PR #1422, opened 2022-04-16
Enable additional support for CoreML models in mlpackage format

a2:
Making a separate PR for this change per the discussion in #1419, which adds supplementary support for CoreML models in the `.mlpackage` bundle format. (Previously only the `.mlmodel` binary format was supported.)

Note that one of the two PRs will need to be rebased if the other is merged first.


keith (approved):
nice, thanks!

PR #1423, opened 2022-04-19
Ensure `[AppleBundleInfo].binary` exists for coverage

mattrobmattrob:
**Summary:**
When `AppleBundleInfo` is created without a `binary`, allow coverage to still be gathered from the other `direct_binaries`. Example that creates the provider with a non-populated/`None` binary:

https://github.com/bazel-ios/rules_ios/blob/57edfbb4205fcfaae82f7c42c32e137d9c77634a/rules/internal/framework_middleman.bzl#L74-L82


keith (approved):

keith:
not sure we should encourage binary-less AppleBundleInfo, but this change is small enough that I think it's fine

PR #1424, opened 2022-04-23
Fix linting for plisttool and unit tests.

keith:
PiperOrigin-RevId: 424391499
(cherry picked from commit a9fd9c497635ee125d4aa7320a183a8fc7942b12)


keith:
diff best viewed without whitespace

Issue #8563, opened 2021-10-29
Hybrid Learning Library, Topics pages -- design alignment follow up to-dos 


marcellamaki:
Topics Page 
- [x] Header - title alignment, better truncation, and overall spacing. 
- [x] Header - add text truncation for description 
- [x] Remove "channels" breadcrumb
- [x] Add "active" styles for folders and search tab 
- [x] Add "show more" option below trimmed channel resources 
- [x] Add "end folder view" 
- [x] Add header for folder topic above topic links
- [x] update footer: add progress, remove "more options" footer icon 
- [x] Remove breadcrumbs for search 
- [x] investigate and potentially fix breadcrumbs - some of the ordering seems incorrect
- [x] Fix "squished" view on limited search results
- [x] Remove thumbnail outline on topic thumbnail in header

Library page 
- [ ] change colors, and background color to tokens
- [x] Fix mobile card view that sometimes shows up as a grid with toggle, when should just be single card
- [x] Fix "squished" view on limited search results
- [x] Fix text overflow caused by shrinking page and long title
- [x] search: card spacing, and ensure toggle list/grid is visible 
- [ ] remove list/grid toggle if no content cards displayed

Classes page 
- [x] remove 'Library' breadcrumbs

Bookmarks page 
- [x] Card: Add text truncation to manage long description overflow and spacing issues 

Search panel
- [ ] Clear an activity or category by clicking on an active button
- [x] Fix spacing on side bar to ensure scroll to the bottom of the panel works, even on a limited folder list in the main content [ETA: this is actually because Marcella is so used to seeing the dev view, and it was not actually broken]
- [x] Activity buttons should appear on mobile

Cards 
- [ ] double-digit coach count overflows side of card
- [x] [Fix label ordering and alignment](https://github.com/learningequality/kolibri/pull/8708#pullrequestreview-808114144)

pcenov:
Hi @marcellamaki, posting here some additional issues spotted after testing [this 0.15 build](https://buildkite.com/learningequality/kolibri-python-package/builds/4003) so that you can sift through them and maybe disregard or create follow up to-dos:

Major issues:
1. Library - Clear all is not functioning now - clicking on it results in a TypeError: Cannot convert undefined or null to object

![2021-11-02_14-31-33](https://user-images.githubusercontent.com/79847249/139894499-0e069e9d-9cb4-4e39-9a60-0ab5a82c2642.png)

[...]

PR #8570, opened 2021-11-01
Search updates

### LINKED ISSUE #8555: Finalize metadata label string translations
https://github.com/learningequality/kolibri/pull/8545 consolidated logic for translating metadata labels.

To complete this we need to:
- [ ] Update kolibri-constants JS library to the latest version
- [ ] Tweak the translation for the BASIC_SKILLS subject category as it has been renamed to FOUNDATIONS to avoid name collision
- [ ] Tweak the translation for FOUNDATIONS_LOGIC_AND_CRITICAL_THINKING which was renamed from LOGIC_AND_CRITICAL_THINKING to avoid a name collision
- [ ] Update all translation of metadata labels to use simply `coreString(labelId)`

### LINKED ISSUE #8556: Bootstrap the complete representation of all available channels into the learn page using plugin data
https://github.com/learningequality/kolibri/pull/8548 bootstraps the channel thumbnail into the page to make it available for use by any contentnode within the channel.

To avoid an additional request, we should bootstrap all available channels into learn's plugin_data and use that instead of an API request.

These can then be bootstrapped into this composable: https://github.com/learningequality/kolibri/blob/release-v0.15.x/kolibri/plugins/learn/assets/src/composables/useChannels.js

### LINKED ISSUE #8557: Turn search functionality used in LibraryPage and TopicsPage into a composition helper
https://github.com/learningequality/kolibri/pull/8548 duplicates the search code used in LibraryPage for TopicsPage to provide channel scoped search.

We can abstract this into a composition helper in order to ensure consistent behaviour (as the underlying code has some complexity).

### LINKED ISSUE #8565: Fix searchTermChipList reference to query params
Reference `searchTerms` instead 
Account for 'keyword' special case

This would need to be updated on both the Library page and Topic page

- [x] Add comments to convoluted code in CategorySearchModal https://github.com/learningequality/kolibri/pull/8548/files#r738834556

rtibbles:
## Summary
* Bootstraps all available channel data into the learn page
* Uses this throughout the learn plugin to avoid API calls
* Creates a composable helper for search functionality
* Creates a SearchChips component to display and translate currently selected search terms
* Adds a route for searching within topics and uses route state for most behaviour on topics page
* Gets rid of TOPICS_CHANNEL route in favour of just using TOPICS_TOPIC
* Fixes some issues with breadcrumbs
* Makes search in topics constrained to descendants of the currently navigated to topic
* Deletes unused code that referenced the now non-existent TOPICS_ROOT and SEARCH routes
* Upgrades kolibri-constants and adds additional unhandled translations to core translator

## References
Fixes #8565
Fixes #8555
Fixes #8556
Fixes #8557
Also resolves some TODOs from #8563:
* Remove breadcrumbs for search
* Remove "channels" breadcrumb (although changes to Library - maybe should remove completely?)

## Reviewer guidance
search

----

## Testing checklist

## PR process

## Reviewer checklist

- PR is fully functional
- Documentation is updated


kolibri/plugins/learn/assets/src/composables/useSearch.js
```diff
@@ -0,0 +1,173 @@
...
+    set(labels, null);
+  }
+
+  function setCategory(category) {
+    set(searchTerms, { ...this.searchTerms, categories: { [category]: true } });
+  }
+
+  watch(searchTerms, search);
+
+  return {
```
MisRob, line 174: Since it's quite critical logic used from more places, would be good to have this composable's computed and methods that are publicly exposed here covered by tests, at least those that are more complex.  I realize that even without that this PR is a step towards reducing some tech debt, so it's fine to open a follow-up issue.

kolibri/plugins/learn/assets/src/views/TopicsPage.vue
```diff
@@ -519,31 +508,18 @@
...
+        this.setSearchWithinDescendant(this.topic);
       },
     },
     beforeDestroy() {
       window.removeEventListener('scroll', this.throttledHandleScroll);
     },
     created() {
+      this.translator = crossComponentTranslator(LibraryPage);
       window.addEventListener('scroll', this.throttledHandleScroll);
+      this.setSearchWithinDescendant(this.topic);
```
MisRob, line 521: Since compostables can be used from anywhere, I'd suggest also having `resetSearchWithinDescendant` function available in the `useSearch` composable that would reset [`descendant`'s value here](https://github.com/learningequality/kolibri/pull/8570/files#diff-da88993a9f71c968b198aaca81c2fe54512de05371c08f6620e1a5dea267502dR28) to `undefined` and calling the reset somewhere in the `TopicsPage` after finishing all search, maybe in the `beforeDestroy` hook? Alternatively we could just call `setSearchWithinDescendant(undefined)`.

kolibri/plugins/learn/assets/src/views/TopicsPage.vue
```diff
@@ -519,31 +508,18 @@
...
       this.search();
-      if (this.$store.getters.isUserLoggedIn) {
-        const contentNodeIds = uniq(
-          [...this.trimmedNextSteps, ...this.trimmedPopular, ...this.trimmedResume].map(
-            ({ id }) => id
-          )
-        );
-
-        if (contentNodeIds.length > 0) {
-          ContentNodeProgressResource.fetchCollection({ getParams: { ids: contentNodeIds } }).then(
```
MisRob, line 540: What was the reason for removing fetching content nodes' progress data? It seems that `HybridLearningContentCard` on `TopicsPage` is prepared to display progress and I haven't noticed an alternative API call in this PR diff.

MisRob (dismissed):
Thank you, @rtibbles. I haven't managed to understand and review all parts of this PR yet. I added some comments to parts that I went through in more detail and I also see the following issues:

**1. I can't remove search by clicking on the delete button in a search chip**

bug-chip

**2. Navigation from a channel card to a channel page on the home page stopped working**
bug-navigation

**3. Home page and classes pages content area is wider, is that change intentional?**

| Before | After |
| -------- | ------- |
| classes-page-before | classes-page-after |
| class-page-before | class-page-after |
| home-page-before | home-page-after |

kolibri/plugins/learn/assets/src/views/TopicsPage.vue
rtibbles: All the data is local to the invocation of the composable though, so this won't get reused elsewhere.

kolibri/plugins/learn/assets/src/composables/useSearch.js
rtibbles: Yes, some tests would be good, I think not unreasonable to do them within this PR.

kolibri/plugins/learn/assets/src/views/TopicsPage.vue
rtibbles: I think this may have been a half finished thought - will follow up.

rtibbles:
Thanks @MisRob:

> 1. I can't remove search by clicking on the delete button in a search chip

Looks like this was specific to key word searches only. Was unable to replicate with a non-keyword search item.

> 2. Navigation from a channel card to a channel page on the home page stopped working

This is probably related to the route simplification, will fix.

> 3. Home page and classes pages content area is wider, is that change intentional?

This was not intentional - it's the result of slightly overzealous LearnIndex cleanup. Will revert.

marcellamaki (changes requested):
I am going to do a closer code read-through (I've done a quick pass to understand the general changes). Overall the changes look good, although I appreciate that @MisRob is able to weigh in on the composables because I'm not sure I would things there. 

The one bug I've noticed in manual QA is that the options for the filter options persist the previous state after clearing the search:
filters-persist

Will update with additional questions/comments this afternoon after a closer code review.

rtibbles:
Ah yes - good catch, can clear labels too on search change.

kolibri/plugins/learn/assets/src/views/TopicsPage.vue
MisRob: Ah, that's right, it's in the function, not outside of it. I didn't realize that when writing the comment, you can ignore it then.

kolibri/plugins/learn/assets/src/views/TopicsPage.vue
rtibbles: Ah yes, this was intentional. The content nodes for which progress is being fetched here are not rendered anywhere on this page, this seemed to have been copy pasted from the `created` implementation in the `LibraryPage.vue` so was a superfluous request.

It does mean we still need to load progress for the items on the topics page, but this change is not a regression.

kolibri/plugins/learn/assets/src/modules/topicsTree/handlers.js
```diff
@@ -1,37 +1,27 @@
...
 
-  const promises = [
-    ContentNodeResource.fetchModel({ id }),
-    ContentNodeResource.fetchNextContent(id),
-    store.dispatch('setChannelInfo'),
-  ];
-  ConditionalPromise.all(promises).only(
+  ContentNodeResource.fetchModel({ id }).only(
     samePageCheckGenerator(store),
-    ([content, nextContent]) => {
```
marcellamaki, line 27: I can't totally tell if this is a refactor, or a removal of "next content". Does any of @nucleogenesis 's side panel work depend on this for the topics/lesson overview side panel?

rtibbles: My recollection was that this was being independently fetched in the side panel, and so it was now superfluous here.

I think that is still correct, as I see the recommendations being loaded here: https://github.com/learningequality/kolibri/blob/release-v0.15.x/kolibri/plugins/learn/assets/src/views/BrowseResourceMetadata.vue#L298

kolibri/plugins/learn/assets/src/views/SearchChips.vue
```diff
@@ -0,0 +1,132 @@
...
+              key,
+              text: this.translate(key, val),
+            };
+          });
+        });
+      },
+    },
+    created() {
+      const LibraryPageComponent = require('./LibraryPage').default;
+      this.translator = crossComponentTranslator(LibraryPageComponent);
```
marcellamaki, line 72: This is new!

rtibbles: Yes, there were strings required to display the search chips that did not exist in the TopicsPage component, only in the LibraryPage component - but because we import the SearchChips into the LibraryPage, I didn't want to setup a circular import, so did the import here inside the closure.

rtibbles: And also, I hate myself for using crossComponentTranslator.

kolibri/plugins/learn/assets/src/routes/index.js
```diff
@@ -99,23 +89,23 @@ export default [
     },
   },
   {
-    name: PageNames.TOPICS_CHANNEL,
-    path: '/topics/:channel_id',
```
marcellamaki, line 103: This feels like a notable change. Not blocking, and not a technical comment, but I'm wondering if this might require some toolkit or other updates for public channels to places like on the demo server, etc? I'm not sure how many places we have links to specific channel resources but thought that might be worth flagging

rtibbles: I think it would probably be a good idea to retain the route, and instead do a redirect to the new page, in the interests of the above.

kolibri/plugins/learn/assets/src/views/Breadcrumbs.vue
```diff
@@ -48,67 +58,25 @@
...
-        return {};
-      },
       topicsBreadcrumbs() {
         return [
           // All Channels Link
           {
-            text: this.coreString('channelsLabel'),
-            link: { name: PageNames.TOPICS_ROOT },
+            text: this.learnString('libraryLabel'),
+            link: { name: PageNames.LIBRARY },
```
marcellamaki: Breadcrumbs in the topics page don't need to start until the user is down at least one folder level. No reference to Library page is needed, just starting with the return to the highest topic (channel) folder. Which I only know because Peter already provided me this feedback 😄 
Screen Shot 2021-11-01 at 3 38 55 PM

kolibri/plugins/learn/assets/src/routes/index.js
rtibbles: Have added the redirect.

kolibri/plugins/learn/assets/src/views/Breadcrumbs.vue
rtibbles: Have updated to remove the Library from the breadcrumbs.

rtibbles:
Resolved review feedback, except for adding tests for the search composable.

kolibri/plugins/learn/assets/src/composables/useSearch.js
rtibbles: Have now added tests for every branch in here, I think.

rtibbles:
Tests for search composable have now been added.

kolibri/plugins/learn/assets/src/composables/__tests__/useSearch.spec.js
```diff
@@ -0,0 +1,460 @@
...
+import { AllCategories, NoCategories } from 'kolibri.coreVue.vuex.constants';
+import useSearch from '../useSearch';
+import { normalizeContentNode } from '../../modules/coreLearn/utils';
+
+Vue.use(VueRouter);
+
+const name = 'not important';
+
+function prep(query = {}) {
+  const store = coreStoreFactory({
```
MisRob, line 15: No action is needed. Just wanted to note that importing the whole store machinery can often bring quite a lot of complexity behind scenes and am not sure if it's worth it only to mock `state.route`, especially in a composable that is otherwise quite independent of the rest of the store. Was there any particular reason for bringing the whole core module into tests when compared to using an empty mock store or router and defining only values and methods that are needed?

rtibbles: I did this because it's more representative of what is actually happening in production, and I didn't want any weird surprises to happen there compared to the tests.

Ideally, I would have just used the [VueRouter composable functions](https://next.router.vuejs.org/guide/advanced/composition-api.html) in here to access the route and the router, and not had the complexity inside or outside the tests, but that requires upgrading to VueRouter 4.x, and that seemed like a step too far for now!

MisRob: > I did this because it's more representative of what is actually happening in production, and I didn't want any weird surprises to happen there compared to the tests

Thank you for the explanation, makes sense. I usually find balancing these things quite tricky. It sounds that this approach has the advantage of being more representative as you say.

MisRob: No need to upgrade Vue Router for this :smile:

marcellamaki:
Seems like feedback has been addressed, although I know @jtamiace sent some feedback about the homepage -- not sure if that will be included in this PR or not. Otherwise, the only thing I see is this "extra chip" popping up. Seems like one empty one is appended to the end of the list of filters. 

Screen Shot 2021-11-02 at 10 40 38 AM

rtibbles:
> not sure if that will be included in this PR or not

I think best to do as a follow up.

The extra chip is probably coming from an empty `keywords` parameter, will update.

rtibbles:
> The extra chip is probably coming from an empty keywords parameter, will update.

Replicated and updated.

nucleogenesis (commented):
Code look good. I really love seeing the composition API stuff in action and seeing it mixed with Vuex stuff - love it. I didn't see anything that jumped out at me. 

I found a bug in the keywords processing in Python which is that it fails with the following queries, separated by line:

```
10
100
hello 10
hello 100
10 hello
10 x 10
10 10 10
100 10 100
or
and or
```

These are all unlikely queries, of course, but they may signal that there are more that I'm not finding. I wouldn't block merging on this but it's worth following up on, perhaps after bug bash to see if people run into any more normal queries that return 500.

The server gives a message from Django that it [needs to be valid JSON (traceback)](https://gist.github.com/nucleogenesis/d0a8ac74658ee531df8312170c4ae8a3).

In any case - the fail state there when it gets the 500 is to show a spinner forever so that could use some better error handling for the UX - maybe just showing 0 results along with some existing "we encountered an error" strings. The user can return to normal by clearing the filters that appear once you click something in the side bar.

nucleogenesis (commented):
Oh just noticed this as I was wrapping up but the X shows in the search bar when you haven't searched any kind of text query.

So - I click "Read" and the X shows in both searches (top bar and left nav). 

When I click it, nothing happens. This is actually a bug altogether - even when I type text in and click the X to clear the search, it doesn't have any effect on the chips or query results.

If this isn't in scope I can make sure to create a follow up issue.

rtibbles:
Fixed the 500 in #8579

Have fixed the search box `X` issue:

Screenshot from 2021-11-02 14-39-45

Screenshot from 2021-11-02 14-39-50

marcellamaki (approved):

···

What to work on:
In your answer, include only the lines above starting at the line that holds "To complete this" and ending at the line that holds "- [ ] Update all", copied exactly.

Exercise solution:
To complete this we need to:
- [ ] Update kolibri-constants JS library to the latest version
- [ ] Tweak the translation for the BASIC_SKILLS subject category as it has been renamed to FOUNDATIONS to avoid name collision
- [ ] Tweak the translation for FOUNDATIONS_LOGIC_AND_CRITICAL_THINKING which was renamed from LOGIC_AND_CRITICAL_THINKING to avoid a name collision
- [ ] Update all translation of metadata labels to use simply `coreString(labelId)`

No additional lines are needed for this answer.